Try pytest --collect-only --noconftest
. Does this differ much with the previous result?
export PYTHONDONTWRITEBYTECODE=1
Usually we know a few tests that are slow. You can mark them as slow, and do not run them by default, only if you run them explicitly. Then do run them on CI.
Try pytest-incremental
or pytest-testmon
.
Writing tests
Make sure tests are not doing any network I/O, like to GitHub or gravatar. Use pytest-socket to get them to fail, and then fix them by mocking the network access.
Use pyfakefs to use a fake filesystem in memory.
Do all tests need a database? If tests only do simple things, like doing some calculations, do not setup a database. Or maybe not all tables are needed for this test.
Can I create the database only once? At the end of a test, you can truncate tables, so you don't need to recreate them.
Can I populate the database only once?
Parallellisation
The big wins are here, but it is more involved, so start with the others first.
pytest-xdist helps here. Make sure your parallel runs don't influence each other, like writing to the database when another process truncates it.
pytest-split is good for the CI, not for local runs.
Now that your tests are fast, how do you keep them fast? We made BlueRacer.io. Free for per personal use and open source software.
Extra tip: run pytest --lastfailed
to only run the tests that failed in the last run.
See https://github.com/zupo/awesome-pytest-speedup for the full list with more information.
Audience: gocept.pytestlayer helps for running Plone tests in pytest.
Using Plone to build a business application
Talk by Gauthier Bastien and Olivier Delaere at the Plone Conference 2022 in Namur.
This talk is about ways to optimize and use Plone to serve hundreds of logged-in users concurrently.
iA.Délib is used by more than 250 public authorities in Belgium: cities, public social core, fire fighters, etc. It is a list of packages to build applications. Plone has many features to support this, but it needs to be optimised. We have a theme, dashboards, office document production, contacts management. When all is setup, you can build a new application within weeks.
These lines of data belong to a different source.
PR #2691, opened 2025-07-01
Fix nullable `oneOf` root not allowing null

guymers:
Currently validation is too strict and rejects `null` being passed to a `oneOf` that is nullable.


ghostdogpr:
Looks good, thanks!

PR #2696, opened 2025-07-04
Test global id support against series/2.x

li-nkSN:


ghostdogpr:
Will be released on 3.x

PR #2700, opened 2025-07-08
Fix inconsistent hashCode when caching hash code

### LINKED ISSUE #2699: Inconsistent hashCode of caliban.parsing.adt.Selection
Trait `caliban.parsing.adt.Selection` [has suspicious hashCode declaration](https://github.com/ghostdogpr/caliban/blob/43e0d719b0e8ce5d0abdde454a427edb1a30c3a6/core/src/main/scala/caliban/parsing/adt/Selection.scala#L7):

```scala
sealed trait Selection extends Serializable {
  @transient final override lazy val hashCode: Int = super.hashCode()
}
```

It seems that this declaration breaks hashCode implementation for case classes that extend this trait. For example, we have `Selection.Field` class [declared](https://github.com/ghostdogpr/caliban/blob/43e0d719b0e8ce5d0abdde454a427edb1a30c3a6/core/src/main/scala/caliban/parsing/adt/Selection.scala#L12) as follows:

```scala
  case class Field(
    alias: Option[String],
    ...
  ) extends Selection
```

Since it is a "case class" one might expect that it is safe to put those classes into Set. But in fact this case class has broken hashCode behaviour, and therefore Scala `Set[Selection.Field]` is broken too.

Below is the `zio-test` snippet that reproduces the problem:

```scala
      test("check hashCode") {
        val field1 = Selection.Field(
          alias = None,
          name = "id",
          arguments = Map.empty,
          directives = List.empty,
          selectionSet = List.empty,
          index = 0
        )

        val field2 = Selection.Field(
          alias = None,
          name = "id",
          arguments = Map.empty,
          directives = List.empty,
          selectionSet = List.empty,
          index = 0
        )

        assertTrue(
          field1 == field2,
          field1.hashCode == field2.hashCode
        )
      }
```

The test output is:
```
  - check hashCode
✗ 1899428643 was not equal to 1978377980
    field1.hashCode == field2.hashCode
    .hashCode = 1899428643
    field1 = Field(
      alias = None,
      name = "id",
      arguments = Map(
        
      ),
      directives = Nil,
      selectionSet = Nil,
      index = 0
    )
```

kyri-petrou:
/fixes #2699

This is a bit weird that this issue wasn't surfaced until now. I'm really not sure what I was thinking when I wrote the code, this is totally on me :/

### DIFF
--- a/core/src/main/scala/caliban/parsing/adt/Selection.scala
+++ b/core/src/main/scala/caliban/parsing/adt/Selection.scala
@@ -3,8 +3,11 @@ package caliban.parsing.adt
 import caliban.InputValue
 import caliban.parsing.adt.Type.NamedType
 
+import scala.util.hashing.MurmurHash3
+
 sealed trait Selection extends Serializable {
-  @transient final override lazy val hashCode: Int = super.hashCode()
+  // TODO: Kept for binary compatibility
+  @transient override def hashCode: Int = super.hashCode()
 }
 
 object Selection {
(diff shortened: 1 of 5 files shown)


core/src/main/scala/caliban/parsing/adt/Selection.scala
```diff
@@ -3,8 +3,11 @@ package caliban.parsing.adt
 import caliban.InputValue
 import caliban.parsing.adt.Type.NamedType
 
+import scala.util.hashing.MurmurHash3
+
 sealed trait Selection extends Serializable {
-  @transient final override lazy val hashCode: Int = super.hashCode()
+  // TODO: Kept for binary compatibility
+  @transient override def hashCode: Int = super.hashCode()
```
kyri-petrou: Another option is to make `Selection` extend `Product` in series/3.x and implement this here using `productHash` instead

We use collective.contact.* and collective.eeafaceted.* packages. We have special workflows for documents. When a user is not allowed to do a transition we do show a grey button for this. When they hover over it, they see the reason why they are not allowed. We use dexterity.localrolesfield, linking roles to an organisation.
We worked on caching and performance. We are never using varnish; plone.app.caching gives us enough power.
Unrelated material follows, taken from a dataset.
PR #2701, opened 2025-07-08
Fixed warnings produced by client codegen under Scala 3.7

### LINKED ISSUE #2687: Generated code for client produces warning under Scala 3.7.x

When you reindex an object in Plone, it will update all metadata, also when you only update one index. There are 36 metadata columns in a fresh Plone site, and we have 59.
Our biggest organisation creates 500 too 1000 new items every week. In peak hours, there are several transactions per second. 1150 users, hundreds concurrently. Only using 30 GB of RAM. Still performant out of the box. We optimised to use a standard Plone ZODB to manage one million portal_catalog records. Optimizations for big installations will benefit smaller ones: they use the same setup. Some actions in Plone, like in z3c.form are being done two or three times, so we are looking into optimizing that.
We have configured the default Plone RAM cache to 100,000 entries. We have improved the cache so that "hot", recently used cache item will not be deleted.
We use the ZCA for low level adaptations, but we moved the adaptability to TTW configuration. This fit our audience better.
We have used in-place migration since Plone 2.1.2 until Plone 4.3.20. Most content types have been moved to Dexterity, and use GenericSetup. We will probably evaluate collective.exportimport to go to Plone 6, but will try first the in-place migration. This is in Plone and lets users feel confident.
Second site: www.deliberations.be. This brings the politics back to the people. It is a sharing tool between municipalities and citizens. One single portal to find them all.
Using Plone 5.2, Py 3, dexterity, eea.facetednavigation. This fetches data from iA.Délib through the Rest API.
Conclusions, Plone needs some optimisations, but then it works quite performant.